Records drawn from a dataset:
PR #163, opened 2017-02-04
Add log-function to scenario (issue/#161)

shukon:
Adds a `Scenario._write()`, that is executed automatically upon creating a scenario and writes a scenario.txt to the output_dir.
Note that this only supports objects, that can be read in from a text-file anyway, no `ConfigurationSpace`-objects and also no lists of instances. This is, so that the input_reader can be used for loading it again, as requested in issue/#161.
A new file with a list of available options in the scenario.txt is introduced in smac/utils/scenario_options.py.


smac/scenario/scenario.py
```diff
@@ -345,6 +359,40 @@ def extract_instance_specific(instance_list):
...
+            ''' returns the correct value to write into a file '''
+            if key == 'ta' : return " ".join(value)
+            else: return value
+
+        # Create output-dir if necessary
+        if not os.path.isdir(self.output_dir):
+            self.logger.debug("Output directory does not exist! Will be created.")
+            try:
+                os.makedirs(self.output_dir)
+            except OSError:
```
mlindauer: don't catch the exception but it can be raised to the user with an appropriated message.

shukon: So there still is a try/except-clause now, but only to re-raise with appropriate error-msg.

shukon:
The scenario.write() now writes the pcs-file to the output-dir. Is it possible that we do not have a pcs-file-path (i.e. that the ConfigSpace is defined directly in python?)?

smac/scenario/scenario.py
```diff
@@ -345,6 +358,57 @@ def extract_instance_specific(instance_list):
...
 
+    def _write(self):
+        """Write scenario to file in a format that can be easily retrieved using
+        the input_reader. Will overwrite if file already exists.
+
+        Sideeffect: creates output-directory if it doesn't exist.
+        """
+        self.logger.debug("Writing scenario-file to {}.".format(self.output_dir))
+        # Reverse mapping of option-names to internal -> external
+        options_int2ext = {v: k for k, v in self.options_ext2int.items()}
```
mfeurer: Does a scenario file written for logging purposes has to be backwards compatible?

smac/scenario/scenario.py
```diff
@@ -345,6 +358,57 @@ def extract_instance_specific(instance_list):
...
+            ''' returns the correct value to write into a file '''
+            if key == 'pcs_fn':
+                # Write PCS to output_dir and change filepath
+                if value != None:
+                    old_path = os.path.splitext(os.path.split(value)[1])[0]
+                else:
+                    old_path = "configspace"
+                new_path = os.path.join(self.output_dir, old_path+".pcs")
+                with open(new_path, "w") as f:
+                    print(value)
```
mfeurer: Hm, what's that print doing here?

smac/scenario/scenario.py
mfeurer: This would fail if the output directory already exists. Is this intended behaviours?

shukon: I took inspiration from traj_logger: https://github.com/automl/SMAC3/blob/master/smac/utils/io/traj_logging.py#L46-L52

shukon:
I agree with the problems of the design. I will attempt to explain the new solution:
The scenario_options.py has been removed. I was confused by the "name" and "dest" -fields of the `scenario._arguments`, but I have now adapted this in the `_write`-function. We are processing all options to write them to a scenario-file, as we would by hand. This way we do not need any extra reloading-function. I still feel that "name" and "dest" instead of one all-purpose name per option is unnecessarily complicated.
The `ConfigSpace` is now written to the `output_dir` and the `pcs_fn`-path is changed accordingly in the logged scenario. I would appreciate a new review, I also believe that the implementation is much simpler and more intuitive now.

* Assignment *
All records above need to be set down again exactly as written.

* Response *
PR #163, opened 2017-02-04
Add log-function to scenario (issue/#161)

shukon:
Adds a `Scenario._write()`, that is executed automatically upon creating a scenario and writes a scenario.txt to the output_dir.
Note that this only supports objects, that can be read in from a text-file anyway, no `ConfigurationSpace`-objects and also no lists of instances. This is, so that the input_reader can be used for loading it again, as requested in issue/#161.
A new file with a list of available options in the scenario.txt is introduced in smac/utils/scenario_options.py.


smac/scenario/scenario.py
```diff
@@ -345,6 +359,40 @@ def extract_instance_specific(instance_list):
...
+            ''' returns the correct value to write into a file '''
+            if key == 'ta' : return " ".join(value)
+            else: return value
+
+        # Create output-dir if necessary
+        if not os.path.isdir(self.output_dir):
+            self.logger.debug("Output directory does not exist! Will be created.")
+            try:
+                os.makedirs(self.output_dir)
+            except OSError:
```
mlindauer: don't catch the exception but it can be raised to the user with an appropriated message.

shukon: So there still is a try/except-clause now, but only to re-raise with appropriate error-msg.

shukon:
The scenario.write() now writes the pcs-file to the output-dir. Is it possible that we do not have a pcs-file-path (i.e. that the ConfigSpace is defined directly in python?)?

smac/scenario/scenario.py
```diff
@@ -345,6 +358,57 @@ def extract_instance_specific(instance_list):
...
 
+    def _write(self):
+        """Write scenario to file in a format that can be easily retrieved using
+        the input_reader. Will overwrite if file already exists.
+
+        Sideeffect: creates output-directory if it doesn't exist.
+        """
+        self.logger.debug("Writing scenario-file to {}.".format(self.output_dir))
+        # Reverse mapping of option-names to internal -> external
+        options_int2ext = {v: k for k, v in self.options_ext2int.items()}
```
mfeurer: Does a scenario file written for logging purposes has to be backwards compatible?

smac/scenario/scenario.py
```diff
@@ -345,6 +358,57 @@ def extract_instance_specific(instance_list):
...
+            ''' returns the correct value to write into a file '''
+            if key == 'pcs_fn':
+                # Write PCS to output_dir and change filepath
+                if value != None:
+                    old_path = os.path.splitext(os.path.split(value)[1])[0]
+                else:
+                    old_path = "configspace"
+                new_path = os.path.join(self.output_dir, old_path+".pcs")
+                with open(new_path, "w") as f:
+                    print(value)
```
mfeurer: Hm, what's that print doing here?

smac/scenario/scenario.py
mfeurer: This would fail if the output directory already exists. Is this intended behaviours?

shukon: I took inspiration from traj_logger: https://github.com/automl/SMAC3/blob/master/smac/utils/io/traj_logging.py#L46-L52

shukon:
I agree with the problems of the design. I will attempt to explain the new solution:
The scenario_options.py has been removed. I was confused by the "name" and "dest" -fields of the `scenario._arguments`, but I have now adapted this in the `_write`-function. We are processing all options to write them to a scenario-file, as we would by hand. This way we do not need any extra reloading-function. I still feel that "name" and "dest" instead of one all-purpose name per option is unnecessarily complicated.
The `ConfigSpace` is now written to the `output_dir` and the `pcs_fn`-path is changed accordingly in the logged scenario. I would appreciate a new review, I also believe that the implementation is much simpler and more intuitive now.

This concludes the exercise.